I don't think anybody is questioning the existence of this phenomenon.  I just don't see my game as having the kind of prestige that is usually required to incite that sort of reaction.

Well see leaving stuff vague automatically makes people assume there's something more to it, especially if they get a little splash of meaning from the game itself, and even more especially if the game is less compelling than one that features fun or original mechanics.

Your game definitely feels like an art game. There's a drastic change halfway through the game, some vague enemyless water puzzle with sad/mysterious music, very serious feeling, the first part of the game again but underwater, a less than satisfying ending, and its very atmospheric. If someone tells you that the game is highly recommended (i.e. on the tigfront), you're gonna assume that if the game portion itself is less than satisfying that there must be something else involved that makes it worthy, and so the search for a hidden meaning ensues.

This happens in all forms of art too. Jackson Pollock? What'd he do to make art, his work is nothing but paint splatters on paper. Piet Mondrian too, their work is incredibly vague and minimalist that you can't help but wonder why these people got the recognition they did.

It's extremely easy to find meaning where there wasn't meant to be any. It's easy to take advantage of this too, whether you realize it or not. My latest 2 major games kinda played on this a little bit. Aether was quite easy to make feel like an "art game", a little sad music and floaty movement, obscure text, satisfying motion but less than satisfying actual puzzles, and edmund's extremely thought out symbolism in the planets and aliens made it work quite well. I wasn't entirely sure what he was going for as an end result with the symbols and stuff and I think he actually explained what everything represented at one point (I don't really think you should have to unless you want to prove that your game isn't purposefully vague for the sake of art, and I don't really think aether was that vague to begin with) People saw it as an art game though and thus searched for meaning and symbols.

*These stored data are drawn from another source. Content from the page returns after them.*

PR #6579, opened 2020-04-15
Add support for PMOTS

petuuuhhh:


sim/global-types.ts
```diff
@@ -24,7 +24,7 @@ type SparseStatsTable = Partial<StatsTable>;
 type BoostName = StatNameExceptHP | 'accuracy' | 'evasion';
 type BoostsTable = {[boost in BoostName]: number };
 type SparseBoostsTable = Partial<BoostsTable>;
-type Nonstandard = 'Past' | 'Future' | 'Unobtainable' | 'CAP' | 'LGPE' | 'G-Max' | 'Custom';
+type Nonstandard = 'Past' | 'Future' | 'Unobtainable' | 'CAP' | 'LGPE' | 'G-Max' | 'Custom' | 'PM';
```
scheibo, line 27: I do not know what a `'PM'` is, please use a more descriptive name. Also, why does `'Custom'` not apply here?

petuuuhhh: 'PM' is for Pet Mod

scheibo: Then please use 'Pet Mod' instead. But I still think 'Custom' applies here and 'Pet Mod' is unnecessary

petuuuhhh:
the problem is, now that I removed 'PM', the PMOTS fakemon aren't showing up

sim/global-types.ts
petuuuhhh: It only works with 'PM'

scheibo: Yes, please remove `G-Max`. 

If you add `'Pet Mod'` you will run into he same problem youre having with Pokestars showing up  if there are more than one Pet Mod included in the codebase. You need another way to distinguish Roulettemons specifically outside of the `Nonstandard` type (tier? a new field?).

Fundamentally, Pet Mods Pokemon are all a type of custom Pokemon

Zarel: PokeStars should be `Past`, not `Custom`, in theory. Should we fix that?

Zarel: Also pet mods should just whitelist like Roulettemons does.

scheibo: > PokeStars should be Past,
 Hard to say, because theyre effectively both? If only one is possible, Id say `Custom` better represents them / is more accurate. if `isNonstandard` was a `Nonstandard[]` then yeah, adding `Past` in there would also be more accurate

petuuuhhh: Yeah, but we all know we're not going to have multiple Pet Mods at the same time. and Zarel's Gen 6 mod isn't able to be played/doesn't change TeamBuilder's Pokemon displaying. I honestly don't see why we can't just have a PM tier

Zarel: PokeStars in Gen 5 are Unobtainable, and in future gens are Past.

I would treat them the same way as Floette-Eternal, which does work as I described.

Zarel: _During_ Gen 5, it was sensible to treat Floette-Eternal and Pokéstars differently, because people thought it was likely that Floette-Eternal would be distributed as an event, but since it never happened, there's no difference between them. We don't currently have a need to distinguish "Unobtainable" from "Unreleased".

Zarel: I'm fine with a PetMod tier. `Nonstandard` isn't a tier, but a separate flag, though.

scheibo: > PokeStars in Gen 5 are Unobtainable, and in future gens are Past.

Interesting. What uses `Custom` if not Pokestars? Isn't `Past` for Pokestars somewhat confusing - how are they filtered out of National Dex for instance (or are they)?

> I'm fine with a PetMod tier. 

Well, `Pet Mod` or something. I have no idea why something we call Pet Mods in regular speak needs to be turned into `PM` or `PetMod` in the codebase. If its actually a tier maybe `PM` makes sense for symmetry with `OU`, but I dont know that its as commonly as used an acronym that is as immediately obvious to readers as regular tiers.

> Nonstandard isn't a tier, but a separate flag, though.

^

petuuuhhh: didn't I make it a tier :/

Zarel: > Interesting. What uses `Custom` if not Pokestars?

Magikarp's Revenge and nothing else, as far as I'm aware.

Maybe we should just give CAP `isNonstandard: "Custom"`, and just let `tier: "CAP"` do the job for unbanning (although we would need to manually unban Mountaineer, Shadow Strike, etc, or allow giving tiers to CAP moves/abilities - this would require a tagging system which _is_ on the to-do list but would likely need to be post-Preact).

> Isn't `Past` for Pokestars somewhat confusing - how are they filtered out of National Dex for instance (or are they)?

Floette-E is currently manually blacklisted. Pokéstars would need to be blacklisted the same way, although in hindsight it might be better to refactor that check to "legal in either USUM or SwSh".

> Well, `Pet Mod` or something. I have no idea why something we call Pet Mods in regular speak needs to be turned into `PM` or `PetMod` in the codebase. If its actually a tier maybe `PM` makes sense for symmetry with `OU`, but I dont know that its as commonly as used an acronym that is as immediately obvious to readers as regular tiers.

The tier column in teambuilder tables is pretty narrow; `Pet Mod` doesn't fit. Actually, `PetMod` doesn't fit, either. They're truncated to `Pet M` and `PetMo`. I suppose I'm fine with either.

scheibo: > Maybe we should just give CAP `isNonstandard: "Custom"`,

As opposed to `isNonstandard: CAP`? Im down with that, streamlines things IMO

> and just let `tier: "CAP"` do the job for unbanning (although we would need to manually unban Mountaineer, Shadow Strike, etc, or allow giving tiers to CAP moves/abilities - this would require a tagging system which _is_ on the to-do list but would likely need to be post-Preact).


Ah, I see. OK, I understand better now why CAP has its own thing. That seems to imply Pet Mods with their own tiers would want them too?

What is SSB doing? Its a pretty elaborate mod with its own mons/abilities/moves and doesnt have these issues? Is this all about having client teambuilder support (which SSB doesnt require?)

> 
> > Isn't `Past` for Pokestars somewhat confusing - how are they filtered out of National Dex for instance (or are they)?
> 
> Floette-E is currently manually blacklisted. Pokéstars would need to be blacklisted the same way, although in hindsight it might be better to refactor that check to "legal in either USUM or SwSh".

I see. It would be nice to have a way to filter out things that have never been legal in games (like Floette-E and Pokestars) easily, which is kind of what I was hoping isNonstandard to be.


> The tier column in teambuilder tables is pretty narrow; `Pet Mod` doesn't fit. Actually, `PetMod` doesn't fit, either. They're truncated to `Pet M` and `PetMo`. I suppose I'm fine with either.

I'd prefer `Mod`, `Pet` and `PM` to `PetMo` lol

petuuuhhh: ok so I made it Pet M. it's showing the mons 4 times now (in the client)

Zarel: > Ah, I see. OK, I understand better now why CAP has its own thing. That seems to imply Pet Mods with their own tiers would want them too?

Pet mods who use custom moves/abilities can just manually whitelist them for now. That _would_ be the plan for CAP going forward.

> What is SSB doing? Its a pretty elaborate mod with its own mons/abilities/moves and doesnt have these issues? Is this all about having client teambuilder support (which SSB doesnt require?)

Close. It's about validator support, not teambuilder support. SSB uses a random team generator, which bypasses the validator.

> I see. It would be nice to have a way to filter out things that have never been legal in games (like Floette-E and Pokestars) easily, which is kind of what I was hoping isNonstandard to be.

I'm not opposed to something like `Past-Unobtainable` as a Nonstandard reason.

Zarel: @petuuuhhh please change it to `Pet Mod`. The client teambuilder will automatically shorten it to `Pet M`.

Zarel:
NO, STOP, GO BACK.

Your `tag2` commit was completely unnecessary; the bug in `tag` was a GitHub Actions issue that I fixed in a049d85a987ddc8c

sim/dex.ts
```diff
@@ -1017,7 +1017,7 @@ export class ModdedDex {
 				// valid pokemontags
 				const validTags = [
 					// singles tiers
-					'uber', 'ou', 'uubl', 'uu', 'rubl', 'ru', 'nubl', 'nu', 'publ', 'pu', 'zu', 'nfe', 'lcuber', 'lc', 'cap', 'caplc', 'capnfe', 'ag', 'pm',
+					'uber', 'ou', 'uubl', 'uu', 'rubl', 'ru', 'nubl', 'nu', 'publ', 'pu', 'zu', 'nfe', 'lcuber', 'lc', 'cap', 'caplc', 'capnfe', 'ag', 'pet mod',
```
KrisXV:
```suggestion
					'uber', 'ou', 'uubl', 'uu', 'rubl', 'ru', 'nubl', 'nu', 'publ', 'pu', 'zu', 'nfe', 'lcuber', 'lc', 'cap', 'caplc', 'capnfe', 'ag', 'petmod',
```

The next one I did was closure, which was at its core a puzzle game, not an art game. But I built some meaning and a story into it. It wasn't nearly as thought out as aether, but it was there if people wanted to look. Thing is, the game itself was interesting enough that people didn't feel a need to dig for meaning, but some did anyway, and I doubt it's because they were less than satisfied with the gameplay (these people left the game too early to get to the parts that would involve digging for meaning). But really, I found that the people that enjoyed the game a lot liked searching for meaning here. If people didn't like pretentious arty things, they had a fun game to play. It's the accessibility layer that can make a game enjoyable for both the "art" crowd and the "fun" crowd. Plus, the only people that called me pretentious were edge magazine (and they used "portentous" instead), but it wasn't really an insult. There's definitely a balance to be found, and I don't think I quite achieved it in closure, and I don't think I'll achieve it in the new version either because I don't really want to sacrifice the puzzle quality to make room for more artsiness. If you have an interesting mechanic, it's fine to try and make it artsy (braid), but don't completely kill the game's fun factor for the sake of making it artsy when you have an extremely original gameplay mechanic (mirror stage).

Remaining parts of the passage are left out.